Data items ->
=== Section Start ===

PR #246, opened 2019-03-20
Be case-insensitive with Thrift headers

ckwang8128:
There is currently no official spec for Thrift header
case-sensitivity. This follows Pyramid's approach of storing
HTTP headers in case-insensitive dictionary with Thrift
headers to be lenient in accepted header values while
still propagating headers in the format that they came in.

For reference:

The Pyramid implementation details - https://github.com/Pylons/pyramid/blob/c02f228b554d636d475ad1f34945fd91e4b1bfdf/docs/narr/webob.rst (see `req.headers`) 

The requests CaseInsensitiveDict module - https://github.com/kennethreitz/requests/blob/v1.2.3/requests/structures.py#L37 

The fbthrift header object - https://github.com/apache/thrift/blob/66a44c5d8d57bd0c2e2afd228a29b5bc679a6770/lib/py/src/transport/THeaderTransport.py#L96

### DIFF
--- a/baseplate/integration/thrift/__init__.py
+++ b/baseplate/integration/thrift/__init__.py
@@ -20,6 +20,7 @@ from __future__ import unicode_literals
 
 import sys
 
+from requests.structures import CaseInsensitiveDict
 from thrift.Thrift import TException, TApplicationException
 from thrift.transport.TTransport import TTransportException
 from thrift.protocol.TProtocol import TProtocolException
@@ -105,7 +106,9 @@ def baseplateify_processor(processor, logger, baseplate, edge_context_factory=No
         def call_processor_with_span_context(self, seqid, iprot, oprot):
             context = RequestContext()
 
-            headers = iprot.get_headers()
+            # Allow case-insensitivity for THeader headers
+            headers = CaseInsensitiveDict(data=iprot.get_headers())
+
             try:
                 trace_info = _extract_trace_info(headers)
             except (KeyError, ValueError):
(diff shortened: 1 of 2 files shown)


ckwang8128:
:eyeglasses: @spladug @bsimpson63 @pacejackson

baseplate/integration/thrift/__init__.py
```diff
@@ -20,6 +20,7 @@ def make_processor(app_config):
 
 import sys
 
+from requests.structures import CaseInsensitiveDict
```
ckwang8128: We depend on requests already for installation, so this seemed like a reasonable module to include. We could also store our own implementation if desired.

tests/integration/thrift_tests.py
```diff
@@ -195,7 +195,7 @@ def test_header_propagation(self):
         class Handler(TestService.Iface):
             def __init__(self):
                 self.server_span = None
-
+
```
bsimpson63: what is this!

bsimpson63:
🐟 seems reasonable

baseplate/integration/thrift/__init__.py
spladug: yup, that's fine. this is one of the hard deps in `setup.py`.

tests/integration/thrift_tests.py
spladug: hissssssssssssssssssssssssssssssss

ckwang8128: nooooo

pacejackson: rabble

PR #249, opened 2019-03-26
 cassandra: Don't return from result() until callbacks have completed 

bsimpson63:
This fixes a race condition where the server span can complete before
the callback has closed out the child span.

https://github.com/reddit/baseplate/issues/100

👓 @spladug @bradengroom @pacejackson

### DIFF
--- a/baseplate/context/cassandra.py
+++ b/baseplate/context/cassandra.py
@@ -3,6 +3,9 @@ from __future__ import division
 from __future__ import print_function
 from __future__ import unicode_literals
 
+import logging
+from threading import Event
+
 # pylint: disable=no-name-in-module
 from cassandra.cluster import Cluster, _NOT_SET
 # pylint: disable=no-name-in-module
@@ -11,6 +14,9 @@ from cassandra.query import SimpleStatement, PreparedStatement, BoundStatement
 from . import ContextFactory
 from .. import config
 from .._compat import string_types
+
+
+logger = logging.getLogger(__name__)
 
 
 def cluster_from_config(app_config, prefix="cassandra.", **kwargs):
@@ -92,15 +98,56 @@ class CQLMapperContextFactory(CassandraContextFactory):
         return cqlmapper.connection.Connection(session_adapter)
 
 
-def _on_execute_complete(_, span):
+class WaitForCallbackResponseFuture(object):
+    """Wrap the ResponseFuture to ensure callbacks have completed.
+
+    This fixes a race condition where the server span can complete before
+    the callback has closed out the child span.
+
+    """
+
+    def __init__(self, span, future, callback_fn, callback_args, errback_fn, errback_args):
+        self.callback_event = Event()
+
+        future.add_callback(callback_fn, callback_args, self.callback_event)
+        future.add_errback(errback_fn, errback_args, self.callback_event)
+
+        self.future = future
+
+    def result(self):
+        exc = None
+
+        try:
+            result = self.future.result()
+        except Exception as e:
+            exc = e
+
+        # wait for either _on_execute_complete or _on_execute_failed to run
+        wait_result = self.callback_event.wait(timeout=0.01)
+        if not wait_result:
+            logger.warning("Cassandra metrics callback took too long. Some metrics may be lost.")
+
+        if exc:
+            raise exc   # pylint: disable=E0702
+
+        return result
+
+
+def _on_execute_complete(result, span, event):
     # TODO: tag with anything from the result set?
     # TODO: tag with any returned warnings
-    span.finish()
+    try:
+        span.finish()
+    finally:
+        event.set()
 
 
-def _on_execute_failed(exc, span):
-    exc_info = (type(exc), exc, None)
-    span.finish(exc_info=exc_info)
+def _on_execute_failed(exc, span, event):
+    try:
+        exc_info = (type(exc), exc, None)
+        span.finish(exc_info=exc_info)
+    finally:
+        event.set()
 
 
 class CassandraSessionAdapter(object):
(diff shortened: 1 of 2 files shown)


baseplate/context/cassandra.py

=== Section End ===

DESCRIPTION OF THE TASK ->
Repeat the records above line by line, from the first line through the line that contains "The requests CaseInsensitiveDict".

ANSWER SPACE ->
PR #246, opened 2019-03-20
Be case-insensitive with Thrift headers

ckwang8128:
There is currently no official spec for Thrift header
case-sensitivity. This follows Pyramid's approach of storing
HTTP headers in case-insensitive dictionary with Thrift
headers to be lenient in accepted header values while
still propagating headers in the format that they came in.

For reference:

The Pyramid implementation details - https://github.com/Pylons/pyramid/blob/c02f228b554d636d475ad1f34945fd91e4b1bfdf/docs/narr/webob.rst (see `req.headers`) 

The requests CaseInsensitiveDict module - https://github.com/kennethreitz/requests/blob/v1.2.3/requests/structures.py#L37 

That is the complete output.